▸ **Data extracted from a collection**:
■ ■ ■ ■ ■

Issue #2736, opened 2019-04-16
Custom GraphQL mutations without ID not possible


lukasluecke:
SchemaBuilder contains the following code in `getResourceObjectTypeFields`: 
```
$idField = ['type' => GraphQLType::nonNull(GraphQLType::id())];

[...]

if (!$input || 'create' !== $mutationName) {
    $fields['id'] = $idField;
}
```

This makes it impossible to create custom mutations without an ID field (i.e. custom create mutations).

Even when using a custom denormalization context for the mutation, the ID field remains.

lukasluecke:
@alanpoulain Any suggestions / ideas?

alanpoulain:
You mean an ID field in the input type? Yes maybe it should be changed to an allow list instead of a block list.

lukasluecke:
Yes, I want a mutation that does not have an ID field in the input type.

You mean changing `'create' !== $mutationName` to (something equivalent to) `in_array($mutationName, ['update','delete'])`? That would certainly solve my issue.

alanpoulain:
Yes I mean that :slightly_smiling_face:

PR #2738, opened 2019-04-16
[GraphQL] Make id field optional for custom mutations

lukasluecke:
| Q             | A
| ------------- | ---
| Bug fix?      | yes
| New feature?  | no
| BC breaks?    | no
| Deprecations? | no
| Tests pass?   | yes
| Fixed tickets | #2736
| License       | MIT
| Doc PR        | -

All other mutations (except `create`) get an optional id field to allow different kinds of custom mutations.

### DIFF
--- a/features/graphql/mutation.feature
+++ b/features/graphql/mutation.feature
@@ -459,6 +459,24 @@ Feature: GraphQL mutation support
     And the header "Content-Type" should be equal to "application/json"
     And the JSON node "data.sumDummyCustomMutation.dummyCustomMutation.result" should be equal to "8"
 
+  Scenario: Execute a custom mutation without ID
+    When I send the following GraphQL request:
+    """
+    mutation {
+      sumCreateDummyCustomMutation(input: {operandA: 4, operandB: 5}) {
+        dummyCustomMutation {
+          id
+          result
+        }
+      }
+    }
+    """
+    Then the response status code should be 200
+    And the response should be in JSON
+    And the header "Content-Type" should be equal to "application/json"
+    And the JSON node "data.sumCreateDummyCustomMutation.dummyCustomMutation.id" should be equal to "/dummy_custom_mutations/2"
+    And the JSON node "data.sumCreateDummyCustomMutation.dummyCustomMutation.result" should be equal to "9"
+
   Scenario: Execute a not persisted custom mutation
     When I send the following GraphQL request:
     """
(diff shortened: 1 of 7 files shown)


lukasluecke:
@alanpoulain What do you think? (test failure seems to be unrelated)

Probably should be in 2.4 and not master, but I'll leave that up to you 🙈

src/GraphQl/Type/SchemaBuilder.php
```diff
@@ -516,8 +516,10 @@ private function getResourceObjectTypeFields(?string $resourceClass, ResourceMet
             return $fields;
         }
 
-        if (!$input || 'create' !== $mutationName) {
+        if (!$input || \in_array($mutationName, ['update', 'delete'], true)) {
             $fields['id'] = $idField;
+        } elseif ('create' !== $mutationName) {
+            $fields['id'] = ['type' => GraphQLType::id()];
```
alanpoulain: I don't understand the aim of this `elseif`.

alanpoulain:
I think we should have a Behat test for this feature.

src/GraphQl/Type/SchemaBuilder.php
lukasluecke: The idea is to still generate the `id` field for all mutations except `create`, but making it optional. This will allow custom mutations to mutate the specified resource, if provided - but also allows custom mutations that do not need an existing resource.

alanpoulain: OK I see. Could you make it an `$optionalIdField` variable to be clearer?

lukasluecke:
I will try to add the test later today 🙂

src/GraphQl/Type/SchemaBuilder.php
lukasluecke: Makes sense. I will make the change together with the test later today 🙂

lukasluecke:
@alanpoulain I added a simple test for this change 🙂

lukasluecke:
@alanpoulain @dunglas I rebased this onto the newest changes again, could we maybe get this merged?

The tests seem to be failing for some unrelated reason.

alanpoulain:
I'm not sure about this one. Now you can define your own arguments for your custom mutation.
By default the ID is required but you can remove it if you want.

lukasluecke:
I don't think that the current possibilities for custom arguments are really "usable" for this, as I'd have to re-define all arguments just to get rid of the required ID. However if you think that the way forward would be better custom arguments, I'll try to work on that instead (might take a little longer though) 🙂

kacperjurak:
Hello, is it possible to merge this change? I really need overwrite create mutation in my project.

PR #2744, opened 2019-04-18
Fix HTTP status code when output class is set to null

teohhanhui:
| Q             | A
| ------------- | ---
| Bug fix?      | yes
| New feature?  | no
| BC breaks?    | no
| Deprecations? | no
| Tests pass?   | yes
| Fixed tickets | N/A
| License       | MIT
| Doc PR        | N/A

Also fix Behat test for when input class is set to `null`.

### DIFF
--- a/src/EventListener/SerializeListener.php
+++ b/src/EventListener/SerializeListener.php
@@ -61,15 +61,8 @@ final class SerializeListener
 
         $context = $this->serializerContextBuilder->createFromRequest($request, true, $attributes);
 
-        if (
-            (isset($context['output']) && \array_key_exists('class', $context['output']) && null === $context['output']['class'])
-            ||
-            (
-                null === $controllerResult && isset($context['input']) && \array_key_exists('class', $context['input']) &&
-                null === $context['input']['class']
-            )
-        ) {
-            $event->setControllerResult('');
+        if (isset($context['output']) && \array_key_exists('class', $context['output']) && null === $context['output']['class']) {
+            $event->setControllerResult(null);
 
             return;
         }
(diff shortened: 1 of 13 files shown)


src/EventListener/SerializeListener.php
```diff
@@ -61,15 +61,8 @@ public function onKernelView(GetResponseForControllerResultEvent $event): void
...
-        if (
-            (isset($context['output']) && \array_key_exists('class', $context['output']) && null === $context['output']['class'])
-            ||
-            (
-                null === $controllerResult && isset($context['input']) && \array_key_exists('class', $context['input']) &&
-                null === $context['input']['class']
-            )
-        ) {
-            $event->setControllerResult('');
+        if (isset($context['output']) && \array_key_exists('class', $context['output']) && null === $context['output']['class']) {
```
antograssiot: maybe 

```suggestion
        if (\array_key_exists('class', $context['output'] ?? []) && null === $context['output']['class']) {
```

even if it is not directly linked to your change

src/Metadata/Resource/Factory/InputOutputResourceMetadataFactory.php
```diff
@@ -64,6 +64,15 @@ private function getTransformedOperations(array $operations, array $resourceAttr
 
             $operation['input'] = isset($operation['input']) ? $this->transformInputOutput($operation['input']) : $resourceAttributes['input'];
             $operation['output'] = isset($operation['output']) ? $this->transformInputOutput($operation['output']) : $resourceAttributes['output'];
+
+            if (
+                !isset($operation['status'])
+                && isset($operation['output'])
+                && \array_key_exists('class', $operation['output'])
```
antograssiot:
```suggestion
                && \array_key_exists('class', $operation['output'] ?? [])
```

and drop the isset before ?

soyuka: I'd be to keep isset, it's readable and doesn't harm no?

src/EventListener/SerializeListener.php
soyuka: I'd be to keep isset, it's readable and doesn't harm no?

src/Metadata/Resource/Factory/InputOutputResourceMetadataFactory.php
antograssiot: ok

soyuka:
Thanks @teohhanhui !

PR #2972, opened 2019-08-07
Fix compatibility with symfony/error-renderer

chalasr:
| Q             | A
| ------------- | ---
| Bug fix?      | yes
| New feature?  | no
| BC breaks?    | no
| Deprecations? | no
| Tests pass?   | yes
| Fixed tickets | -
| License       | MIT
| Doc PR        | -

Opens the door to error-renderer while keeping compat with debug, on 2.4. 
Cannot be tested since error-renderer conflicts with http-kernel <4.4 and http-kernel ^3.4|^4.0 is supported here, so `--prefer-lowest` ends up being non-installable.
Support for symfony/debug should probably be deprecated in a next minor, as soon as symfony/* is bumped to `^4.4`.

### DIFF
--- a/.circleci/config.yml
+++ b/.circleci/config.yml
@@ -163,6 +163,11 @@ commands:
       - run:
           name: Update project dependencies
           command: composer update --prefer-dist --no-progress --no-suggest --ansi
+  update-project-dependencies-high:
+    steps:
+      - run:
+          name: Update project dependencies (high deps)
+          command: composer config minimum-stability dev && composer require symfony/error-renderer:^4.4 --no-update && composer update --prefer-dist --no-progress --no-suggest --ansi
   wait-for-elasticsearch:
     steps:
       - wait-for-service:
@@ -255,7 +260,7 @@ jobs:
       - disable-php-memory-limit
       - update-composer
       - restore-composer-cache
-      - update-project-dependencies
+      - update-project-dependencies-high
       - save-composer-cache
       - clear-test-app-cache
       - restore-phpstan-cache
--- a/src/Action/ExceptionAction.php
+++ b/src/Action/ExceptionAction.php
@@ -14,7 +14,8 @@ declare(strict_types=1);
 namespace ApiPlatform\Core\Action;
 
 use ApiPlatform\Core\Util\ErrorFormatGuesser;
-use Symfony\Component\Debug\Exception\FlattenException;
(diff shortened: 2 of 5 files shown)


alanpoulain:
PHPStan error seems related.

teohhanhui:
This should target `master`, no? Symfony 4.4 is not even in beta yet... So I don't see why it should be supported in 2.4 :laughing:

chalasr:
Well, symfony/debug is deprecated as of 4.4 and api-platform/core supports `^3.4|^4.0`.
When symfony 4.4 will be released, people will start getting deprecations about the debug being deprecated. At this stage, they'll probably follow the upgrade path which is to replace their `symfony/debug` dependency by `symfony/error-renderer`. 
Once done, if they use api-platform/core 2.4, they will get their api error handling broken because of the lack of support for symfony/error-renderer there, and have some hard debugging time.

Unless api-platform/core v2.4 forbids symfony/* >=4.4, I think supporting symfony/error-renderer makes sense. Am I missing something?

Usually, we see this kind of PRs opened in hurry after the first beta of a new symfony minor version comes out (see similar compatibility fixes on doctrine bundles for instance). 
Just anticipating here :)

And of course, we need to deprecate support for symfony/debug on master.

dunglas:
The thing is that we plan to release API Platform 3.0 at the same time than Symfony 5. And v3 will probably support only Symfony 5 as the goal is to simplify the code base as much as possible.

Maybe it’s time to open a 3.0 branch?

teohhanhui:
My argument is that by the time the first beta of Symfony 4.4 comes out, I hope we've already released 2.5 😂 That's why it doesn't belong in 2.4, especially because Symfony 4.4 might still be in flux.

teohhanhui:
> Maybe it’s time to open a 3.0 branch?

Is the plan to release 2.5 and 3.0 at the same time? Or we don't mind that it'll be 2.6? Because 2.5 has been a long time in the making... I think many people are waiting for a release.

chalasr:
Got it, 2.5 is coming and you want 2.4 to be gone asap :) I will rebase this one on master, thanks for the hint.
Creating the 3.0 branch seems fine to me, not sure about releasing 2.5 and 3.0 at the same time.

dunglas:
I’ll release 2.5 as soon as possible (I’ll be back from vacations on Monday). I’m not sure if it will be a 2.6 release or not.

PR #2974, opened 2019-08-08
Making assertArraySubset() compatible with phpunit v6

weaverryan:
| Q             | A
| ------------- | ---
| Bug fix?      | yes
| New feature?  | no
| BC breaks?    | no
| Deprecations? | no
| Tests pass?   | yes
| Fixed tickets | none
| License       | MIT
| Doc PR        | not needed

Hi!

I'm playing around with the unreleased new test files. I'm using them with `simple-phpunit`, which on my system installed phpunit 6.5 (which happens via the phpunit.xml.dist file via the recipe https://github.com/symfony/recipes/blob/master/symfony/phpunit-bridge/4.1/phpunit.xml.dist#L15).

Anyways, using version 6.5 causes an error because the `assertArraySubset()` method DOES exist in that version of phpunit, but the signatures don't match. Removing the type-hints, which not ideal, fixes the problem with (I think) minimal pain.

Thanks!

### DIFF
--- a/src/Bridge/Symfony/Bundle/Test/ApiTestAssertionsTrait.php
+++ b/src/Bridge/Symfony/Bundle/Test/ApiTestAssertionsTrait.php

■ ■ ■ ■ ■

▸ **EXERCISE DESCRIPTION**: Filter the entries and keep only the lines holding "elseif".

▸ **ANSWER**:
+        } elseif ('create' !== $mutationName) {
alanpoulain: I don't understand the aim of this `elseif`.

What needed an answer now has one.